I fed Abbey 3 x's a day when she was that age.







I did put down the food in the morning for 30 min., put it away, put it back down when we all had lunch for 30 minutes & the same thing at dinner time. I mostly did it this way to help potty train her, as Abbey potties outside. Abbey doesn't like eating alone so I have to be in the kitchen in order for her to eat her food, otherwise she won't eat at all. I still feed her 3x's a day because I feel so guilty eating my lunch in front of her & she doesn't have her food.

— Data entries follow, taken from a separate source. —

PR #838, opened 2024-05-09
Add PER_USER leasing strategy to policies

### LINKED ISSUE #831: Add a PER_USER leasing strategy to policies
To enforce process limits on a per-user basis. Should only be applied when the process's machine has an owner.

ezekg:
Closes #831.

### DIFF
--- a/app/models/machine.rb
+++ b/app/models/machine.rb
@@ -122,52 +122,102 @@ class Machine < ApplicationRecord
   validate on: :create do |machine|
     next if machine.license.nil?
     next if
-      machine.license.max_machines.nil? || machine.license.always_allow_overage?
+      machine.license.always_allow_overage?
 
-    prev_machines_count = machine.license.machines_count || 0
-    next if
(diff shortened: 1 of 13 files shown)


app/models/machine.rb
```diff
@@ -124,50 +124,94 @@ class ResurrectionExpiredError < StandardError; end
...
+
+      next if
+        machine.license.allow_1_5x_overage? && next_core_count <= machine.license.max_cores * 1.5
+
+      next if
+        machine.license.allow_2x_overage? && next_core_count <= machine.license.max_cores * 2
+
+      machine.errors.add :base, :core_limit_exceeded, message: "machine core count has exceeded maximum allowed for license (#{machine.license.max_cores})"
+    when license.lease_per_user?
+      prev_core_count = machine.license.machines.where.not(id: machine.id)
```
ezekg, line 197: Should this be scoped to product as well? This makes it so the same machine can't be used across multiple products for a given owner.

PR #839, opened 2024-05-09
Add PER_USER uniqueness strategies to policies

### LINKED ISSUE #837: Add UNIQUE_PER_USER fingerprint uniqueness strategies
For both machines and components.

ezekg:
Closes #837. Need to rebase after #838 is merged.

### DIFF
--- a/app/models/machine.rb
+++ b/app/models/machine.rb
@@ -14,7 +14,7 @@ class Machine < ApplicationRecord
   include Dirtyable
 
   HEARTBEAT_DRIFT = 30.seconds
-  HEARTBEAT_TTL = 10.minutes
+  HEARTBEAT_TTL   = 10.minutes
 
   belongs_to :license, counter_cache: true
   belongs_to :owner,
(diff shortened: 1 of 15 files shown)


app/models/machine.rb
```diff
@@ -223,6 +223,12 @@ class ResurrectionExpiredError < StandardError; end
       errors.add :fingerprint, :taken, message: "has already been taken for this product" if account.machines.joins(:product).exists?(fingerprint:, products: { id: product.id })
     when unique_per_policy?
       errors.add :fingerprint, :taken, message: "has already been taken for this policy" if account.machines.joins(:policy).exists?(fingerprint:, policies: { id: policy.id })
+    when unique_per_user?
+      errors.add :fingerprint, :taken, message: "has already been taken for this user" if
+        account.machines.exists?(
+          fingerprint:,
+          owner:,
```
ezekg, line 230: Feel like this needs to be scoped to the product so that machines across multiple products can work for the same owner.

ezekg:
I'm going to close this for now because after thinking on it more, I can't really think of a use-case for this that `PER_LICENSE` doesn't already accomplish. If somebody needs it and has a valid use case, I'll revisit. As is, this just adds complexity.

PR #843, opened 2024-05-17
Upgrade to Rails v7.2

ezekg:
WIP. Using the current release candidate. ~~Bullet doesn't support Rails v7.2 yet.~~


Gemfile
```diff
@@ -109,7 +109,7 @@ group :development, :test do
   gem 'byebug', platform: :mri
   gem 'dotenv-rails'
   gem 'timecop', '~> 0.9.5'
-  gem 'bullet', '~> 7.1.6'
+  # gem 'bullet', '~> 7.1.6'
```
ezekg, line 112: https://github.com/flyerhzm/bullet/issues/705

config/initializers/active_record_where_assoc.rb
```diff
@@ -0,0 +1,9 @@
+# frozen_string_literal: true
+
+module ActiveRecordWhereAssoc
+  module ActiveRecordCompat
+    if ActiveRecord.gem_version >= Gem::Version.new('7.2.0.alpha')
+      def self.normalize_association_name(name) = name.to_sym
```
ezekg, line 6: Make a PR for this.

ezekg: https://github.com/MaxLap/activerecord_where_assoc/issues/14

config/application.rb
```diff
@@ -80,6 +80,36 @@ class Application < Rails::Application
...
+    # I prefer to keep this explicit:
+    #
+    #   product = Product.new(
+    #     releases: [Release.new(product:)],
+    #   )
+    #
+    config.active_record.automatically_invert_plural_associations = false
+
+    # Implicitly define inverses for has-many associations
+    config.active_record.has_many_inversing = true
```
ezekg, line 108: Took 3 days to fully figure this out. See above comment for full explanation of the "unexpected" behavior. I understand it's "correct" i.r.t. inverses, but — to me at least — it doesn't make sense to save associated records implicitly. What if one of those records were discarded, e.g. a default that is later replaced by a new record during initialization? May seem like a contrived example, but that happens all the time in factory-based tests.

spec/factories/entitlement.rb
```diff
@@ -17,15 +17,15 @@
     name { code.humanize }
 
     trait :in_isolated_environment do
-      environment { build(:environment, :isolated, account:) }
+      environment { create(:environment, :isolated, account:) }
```
ezekg, line 20: Due to the way Rails v7.2 handles collection association inverses, the environment needs to be fully created before the other records are created, otherwise when the environment is saved, it also attempts to save any new associated records and that explodes because the environment is nil on those records.

E.g. given these records:

```ruby
environment = Environment.new
product     = Product.new(environment:)
```

The following returns a collection including the initialized product:

```ruby
environment.products # => [#<Product id=nil>]
```

In addition, when the environment is saved, so are all of its implicit associations:

```ruby
environment.save

environment.persisted? # => true
product.persisted?     # => true
```

Creating the environment first avoids this issue.

ezekg: For reference, look at `config.active_record.automatically_invert_plural_associations` and `config.active_record.has_many_inversing`, both of which default to `true` in Rails v7.2

spec/models/policy_spec.rb
```diff
@@ -75,6 +75,9 @@
     end
 
     context 'on update' do
+      before { Sidekiq::Testing.inline! }
+      after  { Sidekiq::Testing.fake! }
```
ezekg, line 79: Not sure what changes internally for Active Job to all of a sudden require this, but w/e.

spec/factories/entitlement.rb
ezekg: I think this may be a bug: https://github.com/rails/rails/issues/51853

spec/models/policy_spec.rb
zzak: @ezekg I wonder if this is related to rails/rails#48585

ezekg: @zzak that's it! Makes sense now that I think about it. Thanks.

app/models/concerns/environmental.rb
```diff
@@ -61,15 +61,18 @@ module Environmental
     #
     # Use :default to automatically configure a default environment for the model.
     # Accepts a proc that resolves into an Environment or environment ID.
-    def has_environment(default: nil)
-      belongs_to :environment,
-        optional: true
+    def has_environment(default: nil, **kwargs)
+      belongs_to :environment, optional: true, inverse_of: nil, **kwargs
```
ezekg, line 65: I thought setting `inverse_of: nil` would resolve our issue but doesn't look like it did. We should rip this out until the possible bug[^1] in Rails is resolved.

[^1]: https://github.com/keygen-sh/keygen-api/pull/843/files#r1605536192

app/models/concerns/environmental.rb
```diff
@@ -153,6 +156,10 @@ def has_environment(default: nil)
             next unless
               association.class < Environmental
 
+            # See: https://github.com/rails/rails/issues/51853
+            environment_id = read_attribute(:environment_id) ||
+                             environment&.id
```
ezekg, line 161: This is a hack for https://github.com/rails/rails/issues/51853

ezekg: Doesn't work either. I think I'm blocked by the change in order of operations right now. 😩

Gonna see if I can figure out how to fix upstream instead of trying workarounds.

ezekg:
I tried various workarounds for https://github.com/rails/rails/issues/51853, but I think this is a bug that needs to be fixed upstream.

zzak:
@ezekg Are you willing to try and bisect with your repro script to help identify the cause of the change?

ezekg:
> @ezekg Are you willing to try and bisect with your repro script to help identify the cause of the change?

Sure. I posted the bisect results in https://github.com/rails/rails/issues/51853#issuecomment-2122872428.

ezekg:
I think failing tests are related to the export/import test missing:

```rb
before { Sidekiq::Testing.inline! }
after  { Sidekiq::Testing.fake! }
```

ezekg:
Blocked by https://github.com/alecdotninja/active_record_distinct_on/issues/30.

She's a year old & weighs 4 lbs. I'll just have to watch if my vet feels she's getting overweight. Abbey gets tons of treats, too so I know I'll have to watch in the future!


----------



## LexiAndNikkisMom (Apr 13, 2004)

You can feed him at lunch if you want. Some people aren't able to feed at that time but if you want and if he seems to eat more at lunch time you can feed then too. Just make sure he is getting the correct total amount through out the day. So if he get 2/3 a cup and you want to feed 3 times a day. Offer 1/3 cup in the morning. At lunch offer another 1/3 cup. If there is still some food left over from the morning just add to it. Same at supper time.


----------



## Haven (Sep 22, 2005)

> OK, this is where I get confused. I can put the food out for a half hour in the morning, he won't eat it, he doesn't seem to notice it's gone. *So you think twice a day is good*, that's something I wasn't aware of, I'd kept my other breed of dogs on a 3 times a day feeding until they were close to a year old. He's not quite 4 months old, but close enough I suppose. He's only eating about 2/3 cup of kibbles. He does like it, but even if I put more in the bowl he manages to total that amount per day.
> 
> LOL, I'm getting soft in my old age, I had no trouble tough loving my other dogs or my children.[/B]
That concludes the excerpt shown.